__INFORMATION SUPPLIED__.

PR #1609, opened 2024-03-11
nfd-worker: Add liveness probe

### LINKED ISSUE #1549: Liveness probe for nfd-worker

Add a liveness and/or readiness probe, e.g. a gRPC health server to nfd-worker.

**Why is this needed**:

More eyes on the well-being of nfd-worker instances.

ozhuraki:
Closes #1549

### DIFF
--- a/cmd/nfd-worker/main.go
+++ b/cmd/nfd-worker/main.go
@@ -32,7 +32,8 @@ import (
 
 const (
 	// ProgramName is the canonical name of this program
-	ProgramName = "nfd-worker"
+	ProgramName    = "nfd-worker"
+	GrpcHealthPort = 8082
 )
 
 func main() {
@@ -81,6 +82,7 @@ func main() {
 	utils.ConfigureGrpcKlog()
 
 	// Get new NfdWorker instance
+	args.GrpcHealthPort = GrpcHealthPort
 	instance, err := worker.NewNfdWorker(args)
 	if err != nil {
 		klog.ErrorS(err, "failed to initialize NfdWorker instance")
--- a/deployment/base/worker-daemonset/worker-daemonset.yaml
+++ b/deployment/base/worker-daemonset/worker-daemonset.yaml
@@ -19,6 +19,17 @@ spec:
         - name: nfd-worker
           image: gcr.io/k8s-staging-nfd/node-feature-discovery:master
           imagePullPolicy: Always
+          livenessProbe:
+            grpc:
+              port: 8082
+            initialDelaySeconds: 10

__DIRECTIONS__.
Check each line of the records above, and copy those that hold the word "base".

__SOLUTION BELOW__.
--- a/deployment/base/worker-daemonset/worker-daemonset.yaml
+++ b/deployment/base/worker-daemonset/worker-daemonset.yaml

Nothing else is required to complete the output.